К слову, в армию Лещенко призывали не раз, но удача была на его стороне и от отправки на фронт удавалось отвертеться, хотя один раз за уклонение его судили офицерским судом, а в другой — он специально согласился на ненужную операцию по удалению аппендицита.
В июне 1943-го с молодой женой Верой он короткое время выступал перед румынскими военными в составе артистической бригады.
Сохранились документальные подтверждения о планировавшихся концертах и выступлениях по радио в крымских городах.
Программы с его участием имели место в 1943–1944 гг., о чем неоднократно сообщала периодическая печать.
Из газеты «Голос Крыма» (5.12.1943):
В пятницу 3 декабря выступил по радио известный заграницей исполнитель цыганских романсов и жанровых песен, эмигрант Петр Лещенко. Он исполнил на русском языке четыре песенки, в том числе «Прощай мой табор» и свою коронную песенку — «Чубчик». Голос певца звучал прекрасно и приятно обрадовал удивленных симферопольских радиослушателей, для которых его выступление было сюрпризом. Певец даст в Симферополе открытый концерт.
По иронии судьбы заметка вышла ровно два года спустя, день в день после публикации статьи Савича в «Комсомолке». Автор новости сообщает, что в эфире звучали исключительно песни в исполнении Лещенко. А что уж там было на самом деле — поди знай сегодня. Но как бы то ни было, в 1951 году Петр Лещенко был взят под стражу спецслужбами социалистической Румынии и умер в концлагере летом 1954-го.
Причина ареста до сих пор вызывает споры, и, видимо, с коллаборационизмом ее связывать не стоит, речь скорее о бытовых вещах. Скажем, о чрезмерном увлечении трофейным имуществом[15]. Писатель Эдуард Хруц-кий выдвигает версию, что певец пострадал потому, что слишком тесно общался в оккупированной Одессе со своим поклонником, чемпионом СССР по боксу Олегом Загоруйченко, который на поверку оказался немецким агентом и под вывеской спортивной школы держал разведшколу.
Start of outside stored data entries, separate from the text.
Issue #12244, opened 2020-07-13
Profit calculation is wrong when using on-ride photos


chaitanyathengdi:
Below is profit and customer stats of the Shuttle Loop ride with an on-ride photo added:
![image](https://user-images.githubusercontent.com/14993220/87346946-0343b780-c570-11ea-81cc-0e964cbdd52f.png)
![image](https://user-images.githubusercontent.com/14993220/87346958-08a10200-c570-11ea-8ab4-21d7a6d2e98e.png)
These stats are around the 7-month mark, and 1 hour elapses in ~10 months.

Based on the numbers above, the profit seems to be calculated based on the assumption that every customer buys a ticket as well as a photo, whereas actual profit seems to be based on ticket OR photo(1600 tickets + 400 photos)

There should be a less-than-1 multiplier for adding profit of on-ride photos to the total profit, since not all guests end up buying photos.

tupaschoal:
Duplicate of https://github.com/OpenRCT2/OpenRCT2/issues/10946

PR #12285, opened 2020-07-16
Fix #10946: On-ride photo profit assumes every guest buys one

### LINKED ISSUE #10946: On-ride photo profit calculation assumes that every guest buys one
**OS:** Ubuntu 20.04
**Version:** 0.2.4+
**Commit/Build:** fd2e3f7b08a810d5c20466d794326e37c46f4b1e

Originally reported here: https://forums.openrct2.org/topic/4833-bugmiscalculation-with-on-ride-photos/

Quoting:

> I noticed that the calculation for On-Ride Photos makes the assumption that every single guest that rides the ride buys a Photo.
>
> Here it shows that 696 customers ride this ride per hour: https://imgur.com/a/ZtZVa3F
> Here it says that the Income per hour is $1531.20: https://imgur.com/a/F2qwt0u
>
> I had each photo priced at $2.40 which gives $2.20 profit per photo sold. 696 x 2.2 is 1531.20. So the game is calculating that every single guest is buying an On-Ride Photo. In reality 10 people out of 100 have bought an On-Ride Photo so far, so the actual income is more like $153/hour which is lower than the upkeep. The game isn't giving the extra money or anything, it just shows the wrong number for how much money is coming in. There would either need to be a "Customers that bought On-Ride Photo per hour" or after taking the "Customer" value per hour (in this case 696) it would need to be multiplied by the ratio of guests who went on the ride, compared to guests who bought an On-Ride Photo, so in this particular case 100 rode the ride, 10 bought a Photo, so the income off of On-Ride Photo's needs to be divided by 10.

chaitanyathengdi:
Use stored values of photos sold and total customers to calculate ratio
and use that to predict income per hour for rides that include
on-ride-photo sections.

Before:
photofix - before
After:
photofix - after

Instead of showing an incorrect profit which is just the addition of the two prices, it shows a ratio based on the till-date on-ride photos and ride customers.
Before profit:  $10,648.80 per hour = 1836 * (4+1.8) = 1836 * 5.8
After profit: $7610.4 per hour = 1812 * (4 + 1.8 * (19/140)) = 1812 * 4.2(rounded down)

Total customers are customers of tickets + customers of photos, so customers of photos are actually counted twice; hence the subtraction.

Reference: #12244 #10946 
Fixes: #10946


chaitanyathengdi:
This is the bare-bones version.
For now, I couldn't find anything that'll allow me to calculate a more precise ratio using stored history(similar to `num_customers` in `Ride`. Will update this branch with more code if I find that.
Feel free to merge this one in the meantime.

src/openrct2/ride/Ride.cpp
```diff
@@ -397,8 +397,20 @@ money32 Ride::CalculateIncomePerHour() const
...
     {
-        priceMinusCost += price[1];
-        priceMinusCost -= ShopItems[currentShopItem].Cost;
+        if (lifecycle_flags & RIDE_LIFECYCLE_ON_RIDE_PHOTO)
+        {
+            uint32_t photosSold = no_secondary_items_sold;
+            int32_t rideTicketsSold = total_customers - no_secondary_items_sold;
+
+            // for now, ratio is just using all-time values of tickets sold and photos sold instead of last 5 minutes'
+            float_t photosRatio = rideTicketsSold > 0 ? ((float_t)photosSold / rideTicketsSold) : 0;
```
duncanspumpkin, line 406: We avoid floats in the main codebase. You can move the divide into the next calculation to keep it in the integer world.

chaitanyathengdi: @duncanspumpkin You mean get rid of `photosRatio`?

chaitanyathengdi: I'll have to cast it to a float at least. Is there any alternative to that?

duncanspumpkin: when you do the `(photosRatio * (price[1] - ShopItems[currentShopItem].Cost))` change it to `(photosSold * (price[1] - ShopItems[currentShopItem].Cost)) / rideTicketsSold`. You will need to have it so that rideTicketsSold is set as 1 if `rideTickestSold == 0`. That way you never need to make it a float.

На волне перестройки, летом 1987 года, замминистра культуры СССР М. А. Грибанов направил запрос в КГБ:
«В соответствии с многочисленными просьбами слушателей фирма “Мелодия” включила в тематический план выпуска на 1987–1988 годы пластинку с записями песен Петра Лещенко. Просим сообщить, соответствуют ли действительности сведения о том, что якобы он во время войны <…> сотрудничал с оккупантами, и имеются ли какие-либо другие компрометирующие его как советского гражданина данные».
Замечу, что советским гражданином Лещенко никогда не был, но тот факт, что пластинки вышли, дает, казалось бы, однозначный ответ на поставленный вопрос.